The input START

PR #2367, opened 2023-11-30
skip #nocov end and other comments generally in unreachable_code_linter()

### LINKED ISSUE #2327: unreachable_code_linter carve-out for 'nolint end' should also apply to 'nocov end'
This is currently linted:

https://github.com/r-lib/lintr/blob/0815b2a1e70d8b8df47850d0309a18f0bb145329/R/get_source_expressions.R#L281

MichaelChirico:
Closes #2327


R/unreachable_code_linter.R
```diff
@@ -37,24 +50,31 @@
...
+#' lint(
+#'   text = code_lines,
+#'   linters = unreachable_code_linter(allow_comment_regex = "# end skip")
+#' )
+#'
 #' @evalRd rd_tags("unreachable_code_linter")
 #' @seealso [linters] for a complete list of linters available in lintr.
 #' @export
-unreachable_code_linter <- function() {
+unreachable_code_linter <- function(allow_comment_regex = getOption("covr.exclude_end")) {
```
AshesITR, line 77: explicit default if that option is unset?

MichaelChirico: NULL is the default which I intended, upstream also writes the same, so I wouldn't write it out (do we have a linter proposed for supplying explicit arguments that match defaults?)

https://github.com/r-lib/covr/blob/54de614f5c17a42bfaef2c87dbf5723ca701326a/R/exclusions.R#L55-L57

AshesITR: Actually, the defaults are set in `.onLoad`
https://github.com/r-lib/covr/blob/main/R/zzz.R

So the feature won't work unless we `loadNamespace("covr")`.
I suggest to default to this regex for nocov end.

MichaelChirico: Hmm good point, thanks. We'll have to note about that in the docs.

AshesITR: Sorry, I suggested to use the regex as default for `getOption(...)`. That way, we pick up custom exclusion patterns automatically while not depending on covr to be loaded for the default case.

MichaelChirico: oh duh, that's obviously a way better option!

NEWS.md
```diff
@@ -31,7 +31,8 @@
...
 * `backport_linter()` is slightly faster by moving expensive computations outside the linting function (#2339, #2348, @AshesITR and @MichaelChirico).
 * `Linter()` has a new argument `linter_level` (default `NA`). This is used by `lint()` to more efficiently check for expression levels than the idiom `if (!is_lint_level(...)) { return(list()) }` (#2351, @AshesITR).
-* `unreachable_code_linter()` has an argument `allow_comment_regex` for customizing which "terminal" comments to exclude (#2327, @MichaelChirico). `# nolint end` comments are always excluded, as are `# nocov end` by default.
+* `unreachable_code_linter()` has an argument `allow_comment_regex` for customizing which "terminal" comments to exclude (#2327, @MichaelChirico). `# nolint end` comments are always excluded, as are {covr} exclusions (e.g. `# nocov end`) by default.
+* `format()` and `print()` methods for `lint` and `lints` classes get a new option `width` to control the printing width of lint messages (#1884, @MichaelChirico). The default is controlled by a new option `lintr.format_width`; if unset, no wrapping occurs (matching earlier behavior).
```
IndrajeetPatil, line 35: This NEWS item is expected here? I also see it in NEWS on the `main` branch.

MichaelChirico: Not sure I follow your comment, could you elaborate?

IndrajeetPatil: Ah, never mind. Read the git diff incorrectly. Sorry.

PR #2368, opened 2023-11-30
Also handle 'single-quoted' library calls in sapply() for libary_call_linter()

### LINKED ISSUE #2319: Catch single-quotes FUN when looking for character.only=TRUE in library_call_linter()
This is to catch `lapply(pkgs, "library", character.only = TRUE)`?
Is that worth it? If yes, we should catch `lapply(pkgs, 'library', character.only = TRUE)` too.

_Originally posted by @AshesITR in https://github.com/r-lib/lintr/pull/2306#discussion_r1398406589_

MichaelChirico:
Closes #2319


tests/testthat/test-library_call_linter.R
```diff
@@ -233,50 +233,51 @@ test_that("skips allowed usages of library()/character.only=TRUE", {
...
-
   expect_lint(
     'purr::map("data.table", library, character.only = TRUE)',
-    rex::rex("Call library() directly, not vectorized with map()"),
+    rex::rex(direct_stub, "map()"),
     linter
   )
 })
 
+test_that("character.only=TRUE is caught in *apply functions passed as strings", {
```
IndrajeetPatil, line 270: Is it worth switching to parametrized tests here?

MichaelChirico: Hmm my sense is it's a lot less readable:

```r
local({
  linter <- library_call_linter()

  cases <- expand.grid(
    call = c("library", "require"),
    quote = c("'", '"'),
    stringsAsFactors = FALSE
  )

  cases$lint_msg <- vapply(paste("Call", cases$call, "directly, not vectorized with sapply()"), rex::rex, character(1L))
  cases$.test_name <- sprintf("Attach with %s, quote with %s", cases$call, cases$quote)

  patrick::with_parameters_test_that(
    "character.only=TRUE is caught in *apply functions passed as strings",
    {
      expect_lint(
        sprintf("sapply(pkgs, %s, character.only = TRUE)", sQuote(call, quote)), 
        lint_msg,
        linter
      )
    },
    .cases = cases
  )
})
```

IndrajeetPatil (approved):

The input END

Task requirements - Reply with nothing but the number of lines in the listing that include the string "lapply".

Written response - 2